[Stored data]
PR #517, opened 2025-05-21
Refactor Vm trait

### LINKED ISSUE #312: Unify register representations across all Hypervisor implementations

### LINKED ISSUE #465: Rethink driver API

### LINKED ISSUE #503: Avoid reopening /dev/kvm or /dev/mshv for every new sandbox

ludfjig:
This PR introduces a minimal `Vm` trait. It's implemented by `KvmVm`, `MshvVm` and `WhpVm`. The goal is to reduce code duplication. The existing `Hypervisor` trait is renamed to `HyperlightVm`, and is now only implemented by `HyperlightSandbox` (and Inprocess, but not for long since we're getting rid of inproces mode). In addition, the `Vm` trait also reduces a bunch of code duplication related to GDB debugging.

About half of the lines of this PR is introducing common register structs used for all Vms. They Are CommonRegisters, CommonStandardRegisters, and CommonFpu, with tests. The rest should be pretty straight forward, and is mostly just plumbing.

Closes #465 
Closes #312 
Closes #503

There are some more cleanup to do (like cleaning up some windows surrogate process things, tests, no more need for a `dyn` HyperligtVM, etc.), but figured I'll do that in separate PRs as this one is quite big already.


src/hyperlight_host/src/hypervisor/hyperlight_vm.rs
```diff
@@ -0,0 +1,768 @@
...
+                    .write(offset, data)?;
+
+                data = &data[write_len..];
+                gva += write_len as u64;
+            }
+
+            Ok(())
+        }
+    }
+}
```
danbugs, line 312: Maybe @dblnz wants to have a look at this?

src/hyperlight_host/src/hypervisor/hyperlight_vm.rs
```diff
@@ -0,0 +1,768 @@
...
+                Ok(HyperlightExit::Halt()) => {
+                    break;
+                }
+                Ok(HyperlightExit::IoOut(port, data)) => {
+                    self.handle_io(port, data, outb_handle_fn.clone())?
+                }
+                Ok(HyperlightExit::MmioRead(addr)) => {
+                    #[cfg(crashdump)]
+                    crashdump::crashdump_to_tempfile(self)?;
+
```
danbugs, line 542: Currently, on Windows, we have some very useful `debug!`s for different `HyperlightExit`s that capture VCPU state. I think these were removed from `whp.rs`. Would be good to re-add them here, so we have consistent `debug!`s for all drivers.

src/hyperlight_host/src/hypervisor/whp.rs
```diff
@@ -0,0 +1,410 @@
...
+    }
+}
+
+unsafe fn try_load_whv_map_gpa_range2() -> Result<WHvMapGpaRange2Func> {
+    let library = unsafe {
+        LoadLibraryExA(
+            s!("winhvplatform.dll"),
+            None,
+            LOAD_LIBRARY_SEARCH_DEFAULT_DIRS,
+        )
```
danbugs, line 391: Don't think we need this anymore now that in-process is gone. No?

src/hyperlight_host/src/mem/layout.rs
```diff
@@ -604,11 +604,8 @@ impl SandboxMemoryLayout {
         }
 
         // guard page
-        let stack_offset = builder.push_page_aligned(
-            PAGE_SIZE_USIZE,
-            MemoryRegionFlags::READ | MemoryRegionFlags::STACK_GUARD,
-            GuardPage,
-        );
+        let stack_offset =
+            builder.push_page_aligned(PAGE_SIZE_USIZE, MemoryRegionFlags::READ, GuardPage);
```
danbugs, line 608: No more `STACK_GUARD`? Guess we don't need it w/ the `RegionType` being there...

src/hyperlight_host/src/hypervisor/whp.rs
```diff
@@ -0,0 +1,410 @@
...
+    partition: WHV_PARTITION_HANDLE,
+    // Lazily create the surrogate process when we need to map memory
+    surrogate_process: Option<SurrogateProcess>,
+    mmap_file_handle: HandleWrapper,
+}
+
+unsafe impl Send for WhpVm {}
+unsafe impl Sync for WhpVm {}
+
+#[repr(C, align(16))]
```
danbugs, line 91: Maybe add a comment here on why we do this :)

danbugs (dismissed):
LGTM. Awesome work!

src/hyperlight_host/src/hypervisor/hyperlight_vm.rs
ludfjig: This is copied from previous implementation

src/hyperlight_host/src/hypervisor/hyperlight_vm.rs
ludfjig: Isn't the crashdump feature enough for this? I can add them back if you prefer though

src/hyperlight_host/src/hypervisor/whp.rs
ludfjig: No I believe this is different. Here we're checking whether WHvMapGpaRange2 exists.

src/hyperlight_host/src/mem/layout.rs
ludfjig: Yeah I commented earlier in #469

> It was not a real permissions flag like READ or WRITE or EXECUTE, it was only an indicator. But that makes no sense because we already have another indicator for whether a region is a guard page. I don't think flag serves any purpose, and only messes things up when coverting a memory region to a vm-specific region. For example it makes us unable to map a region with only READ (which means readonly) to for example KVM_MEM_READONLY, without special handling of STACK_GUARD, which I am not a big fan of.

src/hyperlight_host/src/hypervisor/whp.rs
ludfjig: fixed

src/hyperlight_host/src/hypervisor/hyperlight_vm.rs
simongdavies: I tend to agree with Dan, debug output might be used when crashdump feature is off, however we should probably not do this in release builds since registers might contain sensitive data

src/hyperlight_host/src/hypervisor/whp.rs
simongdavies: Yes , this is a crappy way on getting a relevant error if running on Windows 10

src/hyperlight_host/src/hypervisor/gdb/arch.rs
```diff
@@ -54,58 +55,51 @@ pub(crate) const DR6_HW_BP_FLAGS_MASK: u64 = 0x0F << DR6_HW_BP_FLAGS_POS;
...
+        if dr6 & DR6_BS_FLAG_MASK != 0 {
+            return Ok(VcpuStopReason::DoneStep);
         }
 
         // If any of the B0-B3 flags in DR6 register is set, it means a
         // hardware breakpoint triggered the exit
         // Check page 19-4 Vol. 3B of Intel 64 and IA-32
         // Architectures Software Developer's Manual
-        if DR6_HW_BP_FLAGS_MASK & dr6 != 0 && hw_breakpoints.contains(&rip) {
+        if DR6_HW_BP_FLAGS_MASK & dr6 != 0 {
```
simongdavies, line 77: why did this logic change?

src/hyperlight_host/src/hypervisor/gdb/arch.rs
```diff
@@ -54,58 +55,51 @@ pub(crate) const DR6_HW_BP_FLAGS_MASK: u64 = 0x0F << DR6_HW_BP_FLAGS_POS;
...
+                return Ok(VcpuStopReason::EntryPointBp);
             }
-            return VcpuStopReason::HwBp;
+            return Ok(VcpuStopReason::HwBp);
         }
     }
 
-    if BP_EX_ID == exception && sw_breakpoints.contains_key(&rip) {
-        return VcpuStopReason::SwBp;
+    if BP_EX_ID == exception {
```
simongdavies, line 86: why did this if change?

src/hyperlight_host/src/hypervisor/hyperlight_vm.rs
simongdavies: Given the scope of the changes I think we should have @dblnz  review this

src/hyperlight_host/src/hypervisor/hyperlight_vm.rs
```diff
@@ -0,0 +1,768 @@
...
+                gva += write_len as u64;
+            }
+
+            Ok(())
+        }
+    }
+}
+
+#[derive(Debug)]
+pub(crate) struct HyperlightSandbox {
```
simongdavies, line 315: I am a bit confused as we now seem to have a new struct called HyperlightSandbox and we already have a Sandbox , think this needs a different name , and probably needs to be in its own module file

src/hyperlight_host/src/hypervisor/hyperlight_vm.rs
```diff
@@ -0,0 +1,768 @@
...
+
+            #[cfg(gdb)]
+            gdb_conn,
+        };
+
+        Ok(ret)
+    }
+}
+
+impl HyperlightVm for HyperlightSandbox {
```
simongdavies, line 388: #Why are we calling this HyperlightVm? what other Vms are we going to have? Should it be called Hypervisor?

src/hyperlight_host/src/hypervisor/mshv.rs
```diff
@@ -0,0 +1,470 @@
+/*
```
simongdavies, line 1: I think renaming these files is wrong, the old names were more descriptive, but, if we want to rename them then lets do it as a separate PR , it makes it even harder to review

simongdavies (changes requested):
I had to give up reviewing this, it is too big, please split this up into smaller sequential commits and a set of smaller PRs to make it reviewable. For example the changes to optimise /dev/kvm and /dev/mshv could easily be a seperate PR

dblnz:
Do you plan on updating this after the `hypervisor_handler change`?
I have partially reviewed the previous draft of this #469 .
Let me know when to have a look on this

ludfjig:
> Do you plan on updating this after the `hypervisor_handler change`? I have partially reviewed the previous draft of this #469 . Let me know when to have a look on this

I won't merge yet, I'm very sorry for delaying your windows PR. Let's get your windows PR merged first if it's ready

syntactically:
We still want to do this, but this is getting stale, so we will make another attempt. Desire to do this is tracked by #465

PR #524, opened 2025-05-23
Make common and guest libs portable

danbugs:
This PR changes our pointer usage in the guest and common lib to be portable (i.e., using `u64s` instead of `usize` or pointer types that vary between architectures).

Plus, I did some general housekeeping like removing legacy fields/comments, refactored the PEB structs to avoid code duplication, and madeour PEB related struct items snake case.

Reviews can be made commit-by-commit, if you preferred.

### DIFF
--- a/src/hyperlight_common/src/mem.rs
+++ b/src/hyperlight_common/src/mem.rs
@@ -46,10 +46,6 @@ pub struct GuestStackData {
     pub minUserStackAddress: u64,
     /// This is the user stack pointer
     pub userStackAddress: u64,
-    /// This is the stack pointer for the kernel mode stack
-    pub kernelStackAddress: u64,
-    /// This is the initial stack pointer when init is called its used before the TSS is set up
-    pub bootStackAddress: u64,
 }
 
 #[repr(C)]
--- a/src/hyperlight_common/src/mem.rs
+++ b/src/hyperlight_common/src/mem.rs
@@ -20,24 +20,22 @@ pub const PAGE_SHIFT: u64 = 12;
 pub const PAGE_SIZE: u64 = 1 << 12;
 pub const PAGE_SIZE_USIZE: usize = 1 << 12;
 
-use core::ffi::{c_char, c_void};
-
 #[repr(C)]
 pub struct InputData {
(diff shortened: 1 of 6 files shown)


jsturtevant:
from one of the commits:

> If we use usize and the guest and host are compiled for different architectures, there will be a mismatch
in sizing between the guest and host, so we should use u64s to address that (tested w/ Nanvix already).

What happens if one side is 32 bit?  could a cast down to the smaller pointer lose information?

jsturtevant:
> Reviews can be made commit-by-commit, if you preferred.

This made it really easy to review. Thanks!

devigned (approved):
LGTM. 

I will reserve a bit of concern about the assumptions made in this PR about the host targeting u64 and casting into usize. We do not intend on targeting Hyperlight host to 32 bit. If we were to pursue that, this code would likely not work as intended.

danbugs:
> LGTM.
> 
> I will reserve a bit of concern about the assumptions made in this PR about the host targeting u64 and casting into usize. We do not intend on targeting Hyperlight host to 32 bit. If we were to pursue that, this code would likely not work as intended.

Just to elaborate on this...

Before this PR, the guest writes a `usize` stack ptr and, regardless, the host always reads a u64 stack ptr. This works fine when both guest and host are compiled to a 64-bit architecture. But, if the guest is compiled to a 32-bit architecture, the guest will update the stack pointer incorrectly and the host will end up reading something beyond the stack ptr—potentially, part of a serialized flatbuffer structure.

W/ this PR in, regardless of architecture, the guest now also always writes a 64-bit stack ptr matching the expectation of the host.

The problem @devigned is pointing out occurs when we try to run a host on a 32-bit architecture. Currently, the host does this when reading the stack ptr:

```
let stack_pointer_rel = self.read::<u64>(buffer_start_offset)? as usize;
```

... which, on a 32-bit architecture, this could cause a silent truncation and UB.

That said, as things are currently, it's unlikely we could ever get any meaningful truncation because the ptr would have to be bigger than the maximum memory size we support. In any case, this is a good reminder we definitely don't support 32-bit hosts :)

■ **EXERCISE**:
Where does the word "GuardPage" appear in the records above? Return every line that holds it.

■ **YOUR RESPONSE**:
-            GuardPage,
+            builder.push_page_aligned(PAGE_SIZE_USIZE, MemoryRegionFlags::READ, GuardPage);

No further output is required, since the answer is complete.